### Directions for this task
Reproduce each record exactly.

### Records supplied

PR #484, opened 2023-10-11
Add warning for duplicate instance name

rayz:
We currently attempt to instantiate all instances even if an instance with the same name has already been seen.

This pr adds a warn log

### DIFF
--- a/src/main/java/org/datadog/jmxfetch/App.java
+++ b/src/main/java/org/datadog/jmxfetch/App.java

### Expected answer
PR #484, opened 2023-10-11
Add warning for duplicate instance name

rayz:
We currently attempt to instantiate all instances even if an instance with the same name has already been seen.

This pr adds a warn log

### DIFF
--- a/src/main/java/org/datadog/jmxfetch/App.java
+++ b/src/main/java/org/datadog/jmxfetch/App.java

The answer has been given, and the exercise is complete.